Scripture makes it clear that the life of Jesus Christ begins in the womb: The angel Gabriel tells Mary, “Behold, you shall conceive in you womb and bear a son.” When Mary goes to visit Elizabeth, the infant [John] leaps in her womb, and Elizabeth is filled with the Holy Spirit, crying out to Mary, “Blessed are you among women, and blessed is the fruit of your womb.” The sovereign God, who the Psalmist declares to have knit him together in his mother’s womb, saw it fit to take human flesh, not initially in the form of a man, but first, in the dark and formless void of the womb.

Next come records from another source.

PR #283, opened 2026-07-02
dns: preserve encrypted upstream labels

gengjiawen:
## Summary
- preserve the configured upstream label for encrypted DNS resolvers used by DNS results
- include the `tls://` / `https://` scheme for DoT and DoH fallback labels instead of reporting only the hostname
- omit default encrypted DNS ports from display labels while preserving explicit non-default ports and SNI overrides

## Motivation
When querying through a config that uses DoT upstreams such as `tls://dns.google:853`, `/dns/results` reported `from_server` as `dns.google`. That made encrypted DNS look indistinguishable from a plain upstream. The resolver now keeps a display label derived from the configured nameserver URL and attaches it to the `DnsClient`.

## Tests
- `cargo fmt`
- `cargo test -p meow-dns --lib`
- `cargo test -p meow-api --test api_test dns_results_returns_searchable_cache_entries`

### DIFF
--- a/crates/meow-dns/src/client.rs
+++ b/crates/meow-dns/src/client.rs
@@ -107,6 +107,7 @@ pub struct DnsClient {
     transport: Transport,
     timeout: Duration,
     proxy: Option<DnsProxy>,
+    label: Option<Arc<str>>,
 }
 
 enum Transport {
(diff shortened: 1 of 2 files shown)


madeye (approved):
Reviewed the encrypted DNS label preservation path. The label is captured from NameServerUrl before bootstrap resolution, default ports are canonicalized, IPv6 authorities are bracketed, explicit SNI/path information is retained, and proxy-routed labels still receive the existing #PROXY suffix. Existing focused tests and the full CI matrix pass. I found no blocking correctness issues.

The mistake that we make as Christians is that we try and compare Christ’s humanity with whatever definition of humanity we have created through human means. A Christological argument does not say, “life begins at conception, therefore Jesus’ life as a human must have begun at conception.” A Christological argument starts rather with Christ himself. The life of Christ shows us that God does not conform Himself to our human definitions and our human expectations in that Jesus was conceived in the womb of a virgin. The virginity of Mary is important, not because sex is bad, but because it reveals to us that human beings do not know through science or philosophy or any other human discipline how God works. Science cannot make sense of the incarnation, and likewise, science cannot ever fully reveal to us the meaning of our humanity. Calvin, again, puts it nicely:
As philosophers have fixed limits of the right and the honorable, hence they derive individual duties and the whole company of virtues, so Scripture is not without its own order in this matter, but holds to a most beautiful dispensation, and one much more certain than all the philosophical ones. The only difference is that [the philosophers] as they were ambitious men, diligently strove to attain an exquisite clarity of order to show the nimbleness of their wit. But the Spirit of God, because he taught without affectation, did not adhere so exactly or continuously to a methodical plan; yet when he lays one down anywhere he hints enough that it is not to be neglected by us (III, vi, 1).

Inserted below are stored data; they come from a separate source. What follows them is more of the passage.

Issue #288, opened 2026-07-03
perf(rule-ir): native lowering for GEOSITE / RULE-SET / GEOIP / logic fallback ops


madeye:
Pass 4 from the rule-engine review (follow-up to #285/#286, complements #287).

## Problem

GEOSITE, RULE-SET, GEOIP/SRC-GEOIP, IP-ASN, IP-SUFFIX, and AND/OR/NOT stay on the `RuleOp::Fallback` path: per connection that reaches them, they pay `dyn Rule` dispatch plus their own internal lookups. GEOSITE is the worst: `GeositeDB::lookup` re-splits attribute categories and — for `base@attr` payloads — allocates `format!("{base}@{attr}")` **per connection**, plus a category `HashMap` hash per probe.

## Proposed lowering

`meow-tunnel` already depends on `meow-rules`, so the IR can downcast (add `fn as_any(&self) -> Option<&dyn Any>` to `Rule`, default `None`, overridden by the lowerable rule types):

- **GeoSite** → resolve the category once at compile time to per-bucket handles (restructure `GeositeDB` to `HashMap<String, Arc<CategoryData>>` where `CategoryData` = trie + keywords + compiled regexes); op = `Box<[Arc<CategoryData>]>`, match = all buckets contain host. Kills the per-connection allocation, category hashing, and attr split.
- **RuleSet** → op holding the concrete set variant (Domain/IpCidr/Classical) resolved once.
- **GeoIp/IpAsn/IpSuffix** → ops over their existing shared indexes (`country_index`, ASN index).
- **And/Or/Not** → recursive `RuleOp` expression tree (`All/Any/Not(Box<[RuleOp]>)`); children are parser-produced simple predicates, so they lower fully; any non-lowerable child keeps the whole rule on fallback.

## Notes

- Demand flags from #286 must be preserved per lowered op (no-resolve semantics).
- `never_matches` pruning (#285) can then also cover unknown geosite categories.
- Expected effect: near-zero `dyn` dispatch on the match hot path; GEOSITE attr rules stop allocating per connection.

🤖 Generated with [Claude Code](https://claude.com/claude-code)

madeye:
[...]

PR #291, opened 2026-07-03
perf(rule-ir): native lowering for GEOSITE / RULE-SET / GEOIP / IP-ASN / IP-SUFFIX / logic rules

madeye:
## Summary

Implements #288 (pass 4 of the rule-engine review). Stacked on #286 → #285; merge in order and re-target.

The rule types that always fell back to `dyn Rule` dispatch now lower to native opcodes when their match state is cheap to share (`Arc` handles or `Copy` matchers).

### What changed

- **`Rule::as_any()` hook** (default `None`) — the IR downcasts to concrete rule types; `match_metadata` remains the semantic source of truth, lowering is optimization only.
- **GEOSITE** → pre-resolved bucket handles via new `GeositeDB::resolve_keys` / `lookup_resolved`. The per-connection costs it used to pay — attribute splitting, case-fold key scans, and a `format!("{base}@{attr}")` **heap allocation per connection** for attribute categories — all move to compile time. Bonus: `resolve_keys` returning `None` upgrades `never_matches`, so GEOSITE rules naming unknown categories are pruned from the plan entirely.
- **RULE-SET** → frozen `Arc<dyn RuleSet>` handle. Safe to freeze: rule-provider refresh flows through `Tunnel::update_rules`, which rebuilds the IR.
- **GEOIP / SRC-GEOIP / IP-ASN** → one shared `IpRanges` op over their existing Arc'd Patricia tries; **IP-SUFFIX** → its `Copy` matcher (boxed — the inline `u128` V6 masks would have doubled `RuleOp` from 32 B to 64 B; a `size_of` guard test now pins `RuleOp ≤ 32 B`).
- **AND / OR / NOT** → recursive `AllOf`/`AnyOf`/`NotOp` expression trees over lowered children; a non-lowerable child keeps the whole logic rule on fallback.

Duplicate elimination stays restricted to payload-pure ops; state-carrying ops are exempt like `Fallback`.

### Verification

- Full bar green: fmt, three-way clippy `-D warnings`, doc `-D warnings`, 12 lib suites, `rules_test` ×102.
- The seeded randomized differential test now exercises logic rules through the lowered path.
- New tests: GEOSITE attribute lowering, unknown-category pruning, GEOIP/IP-SUFFIX lowered ops (hit+miss), `AND(suffix, NOT(port))` expression tree, opaque-child fallback preservation, `RuleOp` size guard.
- `rule_ir_footprint` (release): hot loop remains **zero-allocation**.

ADR-0011: no tracked types touched.

### DIFF
--- a/Cargo.lock
+++ b/Cargo.lock
@@ -2348,6 +2348,7 @@ dependencies = [
  "criterion",
  "dashmap",
  "ipnet",
+ "iprange",
  "itoa",
  "meow-common",
  "meow-config",
--- a/crates/meow-common/src/rule.rs
+++ b/crates/meow-common/src/rule.rs
@@ -138,6 +138,16 @@ pub trait Rule: Send + Sync {
         false
     }
 
+    /// Concrete-type escape hatch for the rule IR compiler: rule types that
+    /// can be lowered to native opcodes (their match state is cheap to share
+    /// — `Arc` handles or `Copy` matchers) override this to return `self`.
+    /// The default `None` keeps the rule on the virtual-dispatch fallback
+    /// path. Lowering is an optimization only; `match_metadata` remains the
+    /// source of truth for semantics.
+    fn as_any(&self) -> Option<&dyn std::any::Any> {
+        None
+    }
+
     /// Match against metadata and, on match, return the routing target.
     ///
     /// Default: `Some(self.adapter())` when `match_metadata`
--- a/crates/meow-rules/src/geoip.rs
+++ b/crates/meow-rules/src/geoip.rs
@@ -31,6 +31,12 @@ impl GeoIpRule {
     }
 }
 
+impl GeoIpRule {
+    pub fn ranges(&self) -> &CountryRanges {
+        &self.ranges
+    }
+}
+
 impl Rule for GeoIpRule {
     fn rule_type(&self) -> RuleType {
         RuleType::GeoIp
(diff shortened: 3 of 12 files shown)


madeye:
Pushed a follow-up commit (`a2a897f`) after benchmarking caught a codegen regression the test suite could not see.

**What happened:** `rules_bench` showed `synthetic_10k_wildcard_miss` at 52.6 µs vs 22.7 µs on main (+2.3x). Bisect across the stack pinned it to this PR's lowering commit; a symbolized `sample` profile showed the workspace's `opt-level = "z"` + fat LTO had stopped inlining the grown `matches_op` into the scan loop, and the machine outliner had shredded the glob matcher's compare loops into `OUTLINED_FUNCTION_*` fragments.

**Fix:** keep `matches_op` slim (`#[inline(always)]`, one-comparison arms only) with all fat arms behind a single `#[inline(never)] matches_native_op`; force-inline the wildcard matcher leaves; monomorphize the scan's demand-stop branch via const generic.

**Final numbers (median, IR vs legacy engine):**

| case | legacy | compiled IR |
|---|---|---|
| synthetic_10k_domain_suffix_hit | 58.9 µs | **4.15 µs** |
| synthetic_10k_match_fallthrough | 66.3 µs | **5.49 µs** |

In the womb of a virgin, where God saw fit to take flesh, we see the life of Christ begin. We do not know the exact point that matter and form came together to form the person of Jesus. Conception is a mystery. But what we do see is the response we are called to have when we reflect on this mystery. Mary says, “here am I, the servant of the Lord; let it be with me according to your word.’”
I see great potential for Christian unity on the issue of abortion. However, I do not think this unity will be founded on natural law arguments or scientific explanations or talk about human rights. Those arguments have a place, but that place is to reveal to the world what Christians already know in Christ. That God is sovereign Lord, and “nothing will be impossible with God;” that human beings are His creation, made in His image and likeness. And that Jesus Christ shows us what that image and likeness is. And like Mary, with each mysterious new life, we as Christians are called to say, “The Lord has looked with favor on his lowly servant” because we know that “God’s foolishness is wiser than human wisdom, and God’s weakness is stronger than human strength” (1 Cor. 1:25).